‘Rex Australis – The King is Dead, Long Live the King’ was commissioned for the Peninsula Link Freeway in 2011 and completed in December 2012.
The Freeway opened in January 2013 with Rex Australis as the inaugural sculpture for the Skye Rd exit site. On completion of its 4 year tenure in 2017, it was moved to the McClelland Sculpture Gallery and Park.
I remember long family car trips as a child, journeys that often covered thousands of kilometres and visited all corners of Australia. In those days there was a petrol company called Golden Fleece. I can still remember the child’s passport that would be stamped every time we stopped at a new Golden Fleece road house. The petrol company is gone now and the sheep-farming industry that its emblem proudly referenced is itself greatly diminished. Australia’s fortunes no longer “ride on the sheep’s back” and are instead dependent on other revenue sources.

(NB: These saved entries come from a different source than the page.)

PR #695, opened 2023-03-29
Allow users to import other people's go-neb services

tadzik:
This requires us to guess what these other people's MXIDs were, so we scroll through the list of room members and make educated guesses about which of them are Scalar+go-neb bots, and which users they were set up by.

Addresses https://github.com/vector-im/element-integration-manager/issues/57.

I wasn't able to test it on any live services yet, only on homebrew Scalar-like bots and service IDs. Needs testing in the wild.

### DIFF
--- a/changelog.d/696.feature
+++ b/changelog.d/696.feature
@@ -1,0 +1,1 @@
+Add support for push events on Github repo connections.
--- a/docs/usage/room_configuration/github_repo.md
+++ b/docs/usage/room_configuration/github_repo.md
@@ -65,6 +65,7 @@ the events marked as default below will be enabled. Otherwise, this is ignored.
   - pull_request.opened *
   - pull_request.ready_for_review *
   - pull_request.reviewed *
+- push
 - release *
   - release.created *
   - release.drafted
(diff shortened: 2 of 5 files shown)


Half-Shot (approved):
Seems pretty reasonable

src/Widgets/BridgeWidgetApi.ts
```diff
@@ -90,7 +91,16 @@ export class BridgeWidgetApi extends ProvisioningApi {
 
         const botUser = await this.getBotUserInRoom(roomId);
         await assertUserPermissionsInRoom(req.userId, roomId, "read", botUser.intent);
-        const connections = await this.goNebMigrator.getConnectionsForRoom(roomId, req.userId);
+
+        const userIds = [req.userId];
+
+        if ((await getUserPLInRoom(req.userId, roomId, botUser.intent)) == 100) {
```
justinbot, line 97: Seems slightly arbitrary to add another PL restriction on top of whatever is necessary to create a connection?

Half-Shot: I feel like anyone with the power to create connections should be able to read them from Go-NEB, that matches the hookshot logic. It's permissive, but not dangerously so.

Half-Shot (approved):
Still good!

PR #5209, opened 2022-06-08
Populate stack trace in fake error report dialogs

sujeffreyl:
All this does is give slightly more realistic behavior in the fake error report dialogs used for development/testing

---
This change is [Reviewable](https://reviewable.io/reviews/bloombooks/bloomdesktop/5209)

### DIFF
--- a/src/BloomExe/ErrorReporter/ErrorReportUtils.cs
+++ b/src/BloomExe/ErrorReporter/ErrorReportUtils.cs
@@ -97,7 +97,17 @@ namespace Bloom.ErrorReporter
 		private static void CheckForFakeTestErrors(string title)
 		{
 			const string fakeProblemMessage = "Fake problem for development/testing purposes";
-			var fakeException = new ApplicationException("Fake exception for development/testing purposes");
+			Exception fakeException;
+
+			// Throwing/catching the exception populates the stack trace
+			try
+			{
+				throw new ApplicationException("Fake exception for development/testing purposes");
+			}
+			catch (ApplicationException e)
+			{
+				fakeException = e;
+			}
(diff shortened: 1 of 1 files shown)


andrew-polk (approved):
> *[Reviewable](https://reviewable.io/reviews/bloombooks/bloomdesktop/5209)* status: all files reviewed, 1 unresolved discussion (waiting on @sujeffreyl)

___
*[`src/BloomExe/ErrorReporter/ErrorReportUtils.cs` line 105 at r1](https://reviewable.io/reviews/bloombooks/bloomdesktop/5209#-N42ggriBUkovHz3uHsl:-N44Qmc5683rbXE1HjlJ:b-gx568p) ([raw file](https://github.com/bloombooks/bloomdesktop/blob/72c68f10cc4230b8c180491dca9e3ce5925e6dc9/src/BloomExe/ErrorReporter/ErrorReportUtils.cs#L105)):*

Technically, one downside is that all Debug users as well as Release users w/BloomSandbox on will get a slight theoretical perf hit due to throwing and catching an unnecessary exception.
However, these aren't "real" users, so I think it's okay.

If we wanted to avoid that, we could throw/catch this exception a bunch of times within the if statements. My thought was that this was unnecessary.
</blockquote></details>

Other ideas are reflection or extending ApplicationException to set the stacktrace but I agree it doesn't matter enough to bother and complicate things.

andrew-polk (approved):
> *[Reviewable](https://reviewable.io/reviews/bloombooks/bloomdesktop/5209)* status: :shipit: complete! all files reviewed, all discussions resolved (waiting on @sujeffreyl)

PR #5238, opened 2022-06-16
Prevent previewMode.css from being added after removal (BL-11330)

StephenMcConnel:


andrew-polk (changes requested):
> *[Reviewable](https://reviewable.io/reviews/bloombooks/bloomdesktop/5238)* status: all files reviewed, 1 unresolved discussion (waiting on @StephenMcConnel)

___
*[`src/BloomExe/Book/BookStorage.cs` line 2451 at r1](https://reviewable.io/reviews/bloombooks/bloomdesktop/5238#-N4hoFm0DFDZ3TciBnkf:-N4hoFm0DFDZ3TciBnkg:b-u1z1iz) ([raw file](https://github.com/bloombooks/bloomdesktop/blob/9c74f90cf51f32de6d476aa70ae093ba523b43a0/src/BloomExe/Book/BookStorage.cs#L2451)):*
> ```Smalltalk
> 		// such time as it's clear if it matters.
> 		public readonly static string[] CssFilesToLink =
> 			{ "basePage.css", "previewMode.css", "origami.css", "langVisibility.css", "branding.css" };
> ```

Since this list of css files is used in common code, can you help me understand why removing this doesn't break the book preview or PDF gen (which I think uses preview mode?)?

StephenMcConnel (commented):
> *[Reviewable](https://reviewable.io/reviews/bloombooks/bloomdesktop/5238)* status: all files reviewed, 1 unresolved discussion (waiting on @andrew-polk)

___
*[`src/BloomExe/Book/BookStorage.cs` line 2451 at r1](https://reviewable.io/reviews/bloombooks/bloomdesktop/5238#-N4hoFm0DFDZ3TciBnkf:-N4hy2qz66wOnk0vIf4k:bquppgm) ([raw file](https://github.com/bloombooks/bloomdesktop/blob/9c74f90cf51f32de6d476aa70ae093ba523b43a0/src/BloomExe/Book/BookStorage.cs#L2451)):*

Since this list of css files is used in common code, can you help me understand why removing this doesn't break the book preview or PDF gen (which I think uses preview mode?)?
</blockquote></details>

The only places this is used is in publishing/piecing together a "folio" book and in publishing a BloomPub book.  In both places, it's used to add the standard set of .css files immediately after explicitly removing any links to editMode.css and previewMode.css.  It doesn't make sense to add something back in that we just went to the trouble of removing.
In Book.cs,  GetPreviewHtmlFileForWholeBook() and GetDomForPrinting() have these lines, which insert this stylesheet link where it is needed.



_Code snippet:_
```Smalltalk
var previewDom= GetBookDomWithStyleSheets("previewMode.css", "origami.css");
var printingDom = GetBookDomWithStyleSheets("previewMode.css", "origami.css");
```

andrew-polk (changes requested):
> *[Reviewable](https://reviewable.io/reviews/bloombooks/bloomdesktop/5238)* status: all files reviewed, 1 unresolved discussion (waiting on @StephenMcConnel)

___
*[`src/BloomExe/Book/BookStorage.cs` line 2451 at r1](https://reviewable.io/reviews/bloombooks/bloomdesktop/5238#-N4hoFm0DFDZ3TciBnkf:-N4i4AXKElvIFPgGtgpS:b6yu6db) ([raw file](https://github.com/bloombooks/bloomdesktop/blob/9c74f90cf51f32de6d476aa70ae093ba523b43a0/src/BloomExe/Book/BookStorage.cs#L2451)):*

The only places this is used is in publishing/piecing together a "folio" book and in publishing a BloomPub book.  In both places, it's used to add the standard set of .css files immediately after explicitly removing any links to editMode.css and previewMode.css.  It doesn't make sense to add something back in that we just went to the trouble of removing.
In Book.cs,  GetPreviewHtmlFileForWholeBook() and GetDomForPrinting() have these lines, which insert this stylesheet link where it is needed.
</blockquote></details>

Thanks.

But now I'm confused about something else...
The rule which is causing this in previewMode.less is
```
.bloomPlayer-page.template {...}
```
The `.bloomPlayer-page` class is added in bloom-player itself. So doesn't that mean we, at least at one point, expected this stylesheet to be present in the bloom-player context and intended this behavior?

StephenMcConnel:
This problem was fixed elsewhere.

PR #5239, opened 2022-06-16
[5.3] BL-11329 Fix perf measurement on book selection

gmartin7:


gmartin7 (commented):
Is it important that Perf. Meas. only happen in Team Collections (as per the issue)? This fix does the check regardless of TC status.

> *[Reviewable](https://reviewable.io/reviews/bloombooks/bloomdesktop/5239#-:-N4iXB5c2kPK9uy67Fie:bekq8dd)* status: 0 of 1 files reviewed, all discussions resolved

hatton (changes requested):
> *[Reviewable](https://reviewable.io/reviews/bloombooks/bloomdesktop/5239)* status: 0 of 1 files reviewed, 1 unresolved discussion (waiting on @gmartin7 and @hatton)

___
*[`src/BloomExe/Workspace/WorkspaceView.cs` line 292 at r1](https://reviewable.io/reviews/bloombooks/bloomdesktop/5239#-N4iXmIX1t_lvc-ZGR0s:-N4iXmIX1t_lvc-ZGR0t:bjze1hs) ([raw file](https://github.com/bloombooks/bloomdesktop/blob/2af03a6a595362647d68ba23b1b47afa987ca519/src/BloomExe/Workspace/WorkspaceView.cs#L292)):*
> ```Smalltalk
> 				? "No Book Selected"
> 				: _bookSelection.CurrentSelection.BookInfo.QuickTitleUserDisplay;
> 			using (PerformanceMeasurement.Global?.Measure("select book", titleString))
> ```

Yeah.... no.  The time it takes to send a websocket message is not what we want to measure.

gmartin7 (commented):
> *[Reviewable](https://reviewable.io/reviews/bloombooks/bloomdesktop/5239)* status: 0 of 2 files reviewed, 1 unresolved discussion (waiting on @hatton)

___
*[`src/BloomExe/Workspace/WorkspaceView.cs` line 292 at r1](https://reviewable.io/reviews/bloombooks/bloomdesktop/5239#-N4iXmIX1t_lvc-ZGR0s:-N4mV0KcBH01mx38-vJX:bfvkccl) ([raw file](https://github.com/bloombooks/bloomdesktop/blob/2af03a6a595362647d68ba23b1b47afa987ca519/src/BloomExe/Workspace/WorkspaceView.cs#L292)):*

Yeah.... no.  The time it takes to send a websocket message is not what we want to measure.
</blockquote></details>

Moved to CollectionApi.

andrew-polk (changes requested):
> *[Reviewable](https://reviewable.io/reviews/bloombooks/bloomdesktop/5239)* status: all files reviewed, 2 unresolved discussions (waiting on @gmartin7 and @hatton)

___
*[`src/BloomExe/web/controllers/CollectionApi.cs` line 87 at r2](https://reviewable.io/reviews/bloombooks/bloomdesktop/5239#-N4mXTz80TIp4H-RRZDt:-N4mXTz80TIp4H-RRZDu:b-gsow6t) ([raw file](https://github.com/bloombooks/bloomdesktop/blob/24dcbe5a6f3bd142b2c9b2feaf34df19d12a8c75/src/BloomExe/web/controllers/CollectionApi.cs#L87)):*
> ```Smalltalk
> 							{
> 								_collectionModel.SelectBook(book);
> 							}
> ```

Sorry; I'm confused. 
You say we should include `GetUpdatedBookObjectFromBookInfo` in the measurement because it does a non-trivial amount of work, but you just introduced it in this PR.

Did you decide we need to call `GetBookIFromBookInfo` for other reasons than measuring performance? Are you fixing a bug?

Or am I just missing something?

gmartin7 (commented):
> *[Reviewable](https://reviewable.io/reviews/bloombooks/bloomdesktop/5239)* status: all files reviewed, 2 unresolved discussions (waiting on @andrew-polk and @hatton)

___
*[`src/BloomExe/web/controllers/CollectionApi.cs` line 87 at r2](https://reviewable.io/reviews/bloombooks/bloomdesktop/5239#-N4mXTz80TIp4H-RRZDt:-N4mn-Aa-fJ3jo8ni4IO:b-j5mq1q) ([raw file](https://github.com/bloombooks/bloomdesktop/blob/24dcbe5a6f3bd142b2c9b2feaf34df19d12a8c75/src/BloomExe/web/controllers/CollectionApi.cs#L87)):*

Sorry; I'm confused. 
You say we should include `GetUpdatedBookObjectFromBookInfo` in the measurement because it does a non-trivial amount of work, but you just introduced it in this PR.

Did you decide we need to call `GetBookIFromBookInfo` for other reasons than measuring performance? Are you fixing a bug?

Or am I just missing something?
</blockquote></details>

Sorry. The GetBookObjectFromPost() (previous code) had the fullyUpdateBookFiles param set to true. But I needed the BookInfo object to get the titleString to put in the measurement, so I split GetBookObjectFromPost into the 2 parts that make that method up. The new method does the rest of the old method and automatically sets the updateFiles param.

andrew-polk (commented):
> *[Reviewable](https://reviewable.io/reviews/bloombooks/bloomdesktop/5239)* status: all files reviewed, 1 unresolved discussion (waiting on @hatton)

___
*[`src/BloomExe/web/controllers/CollectionApi.cs` line 87 at r2](https://reviewable.io/reviews/bloombooks/bloomdesktop/5239#-N4mXTz80TIp4H-RRZDt:-N4mpnCv2h8N4XZLvNMR:b-y0ykf3) ([raw file](https://github.com/bloombooks/bloomdesktop/blob/24dcbe5a6f3bd142b2c9b2feaf34df19d12a8c75/src/BloomExe/web/controllers/CollectionApi.cs#L87)):*

Sorry. The GetBookObjectFromPost() (previous code) had the fullyUpdateBookFiles param set to true. But I needed the BookInfo object to get the titleString to put in the measurement, so I split GetBookObjectFromPost into the 2 parts that make that method up. The new method does the rest of the old method and automatically sets the updateFiles param.
</blockquote></details>

Thanks, I get it now. I definitely missed the dropping of the `true` parameter for `GetBookInfoFromPost`.

Please discuss with Jeffrey/JT to decide if this should be here or in `SelectBook` since they just added it there in a different PR.

If we are going with this approach, it is probably worth some more comments and/or better naming to make it explicit that we are purposefully not doing the full update before do the full update.

gmartin7 (commented):
> *[Reviewable](https://reviewable.io/reviews/bloombooks/bloomdesktop/5239)* status: all files reviewed, 1 unresolved discussion (waiting on @hatton)

___
*[`src/BloomExe/web/controllers/CollectionApi.cs` line 87 at r2](https://reviewable.io/reviews/bloombooks/bloomdesktop/5239#-N4mXTz80TIp4H-RRZDt:-N4n2Jvx1odEM_831AAd:b-1tl8b1) ([raw file](https://github.com/bloombooks/bloomdesktop/blob/24dcbe5a6f3bd142b2c9b2feaf34df19d12a8c75/src/BloomExe/web/controllers/CollectionApi.cs#L87)):*

Thanks, I get it now. I definitely missed the dropping of the `true` parameter for `GetBookInfoFromPost`.

Please discuss with Jeffrey/JT to decide if this should be here or in `SelectBook` since they just added it there in a different PR.

If we are going with this approach, it is probably worth some more comments and/or better naming to make it explicit that we are purposefully not doing the full update before do the full update.
</blockquote></details>

JT says `Grrrr...we'd probably like to include BBUD, since that's definitely part of the time it takes to get a book selected. We'd probably also like to measure performance every time a book is selected, not just when the request to do so came through the collectionApi. On the whole, I think the former is more important, so we should go with yours.`

gmartin7 (commented):
> *[Reviewable](https://reviewable.io/reviews/bloombooks/bloomdesktop/5239)* status: all files reviewed, 1 unresolved discussion (waiting on @hatton)

___
*[`src/BloomExe/web/controllers/CollectionApi.cs` line 87 at r2](https://reviewable.io/reviews/bloombooks/bloomdesktop/5239#-N4mXTz80TIp4H-RRZDt:-N4n2ipu0h_daSLqAUU4:b-ygaivu) ([raw file](https://github.com/bloombooks/bloomdesktop/blob/24dcbe5a6f3bd142b2c9b2feaf34df19d12a8c75/src/BloomExe/web/controllers/CollectionApi.cs#L87)):*

JT says `Grrrr...we'd probably like to include BBUD, since that's definitely part of the time it takes to get a book selected. We'd probably also like to measure performance every time a book is selected, not just when the request to do so came through the collectionApi. On the whole, I think the former is more important, so we should go with yours.`
</blockquote></details>

Adding some better comments now...

andrew-polk (approved):
> *[Reviewable](https://reviewable.io/reviews/bloombooks/bloomdesktop/5239)* status: :shipit: complete! all files reviewed, all discussions resolved (waiting on @gmartin7)

PR #5240, opened 2022-06-16
Fix image url retrieval for C/L dialog (BL-11336)

andrew-polk:
This change is [Reviewable](https://reviewable.io/reviews/bloombooks/bloomdesktop/5240)

### DIFF
--- a/src/BloomBrowserUI/bookEdit/editViewFrame.ts
+++ b/src/BloomBrowserUI/bookEdit/editViewFrame.ts
@@ -37,6 +37,7 @@ import "errorHandler";
 import { reportError } from "../lib/errorHandler";
 import { IToolboxFrameExports } from "./toolbox/toolboxBootstrap";
 import { showCopyrightAndLicenseInfoOrDialog } from "./copyrightAndLicense/CopyrightAndLicenseDialog";
+export { getImageUrlFromImageButton } from "./js/bloomImages";
 
 //Called by c# using editTabBundle.handleUndo()
 export function handleUndo(): void {
--- a/src/BloomBrowserUI/bookEdit/js/bloomImages.ts
+++ b/src/BloomBrowserUI/bookEdit/js/bloomImages.ts
@@ -130,14 +130,14 @@ function SetupImageContainer(containerDiv: HTMLElement) {
 
     $(containerDiv)
         .mouseenter(function() {
-            const $this = $(this);
-            let img = $this.find("img");
+            let img = getImgFromContainer(this);
             if (img.length === 0)
                 // This case is probably a left over from some previous Bloom where
                 // we were using background images instead of <img>? But it does
                 // no harm so I'm leaving it in.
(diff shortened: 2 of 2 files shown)


JohnThomson (approved):
One suggestion, but it can merge as is if you don't agree.

> *[Reviewable](https://reviewable.io/reviews/bloombooks/bloomdesktop/5240#-:-N4nDQmD9w33Yyc4kLEa:b-x3kmg9)* status: all files reviewed, 1 unresolved discussion (waiting on @andrew-polk)

___
*[`src/BloomBrowserUI/bookEdit/js/bloomImages.ts` line 222 at r1](https://reviewable.io/reviews/bloombooks/bloomdesktop/5240#-N4nBtzQ5Ibkyv1Zn3Tp:-N4nBtzREDDceN2kJp0c:b-hb5u2d) ([raw file](https://github.com/bloombooks/bloomdesktop/blob/7759ae375ad5332574440242633cc5b09de7f964/src/BloomBrowserUI/bookEdit/js/bloomImages.ts#L222)):*
> ```XML
>                     // We have to do this strange editTabBundle stuff because at the time of the click, we are in a context where that is all we can access.
>                     `(window.parent || window).editTabBundle.showCopyrightAndLicenseDialog(
>                         (window.parent || window).editTabBundle.getImageUrlFromImageButton(this));`
> ```

I dislike such uses of 'this' where IIRC it does not mean anything obvious (since we're not in a method of a class). Can we declare an arrow function and get the object we want...is it the thing that has the onClick attr, or the (possibly child) thing that was most directly clicked, or doesn't it matter because the button has no children?...from some property of the event passed to the function?

andrew-polk (commented):
> *[Reviewable](https://reviewable.io/reviews/bloombooks/bloomdesktop/5240)* status: all files reviewed, 1 unresolved discussion (waiting on @JohnThomson)

___
*[`src/BloomBrowserUI/bookEdit/js/bloomImages.ts` line 222 at r1](https://reviewable.io/reviews/bloombooks/bloomdesktop/5240#-N4nBtzQ5Ibkyv1Zn3Tp:-N4nah8M5Zbx9V-M6PcQ:b-rfv5hq) ([raw file](https://github.com/bloombooks/bloomdesktop/blob/7759ae375ad5332574440242633cc5b09de7f964/src/BloomBrowserUI/bookEdit/js/bloomImages.ts#L222)):*

I dislike such uses of 'this' where IIRC it does not mean anything obvious (since we're not in a method of a class). Can we declare an arrow function and get the object we want...is it the thing that has the onClick attr, or the (possibly child) thing that was most directly clicked, or doesn't it matter because the button has no children?...from some property of the event passed to the function?
</blockquote></details>

In this case, "this" is the element clicked, i.e. the element with the onclick attribute.
Unfortunately, it looks like that is the best we can do in this context. I don't see a way to use an arrow function or access the event.
I could definitely just be missing it, but I've looked for a while now.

I am reminded of changing fortunes and the transience of existence; mining is the new king of the Australian economy.
The medium of rusty Corten steel evokes the great lumps of iron ore that Australia hauls from the earth and ships to the world but rust is also a potent image of decay and underlines the mortality of all things.
‘Rex Australis – The King is Dead, Long Live the King’ is a memorial to passing grandeur, the folly of hubris and a reminder of the hardships of the Australian outback.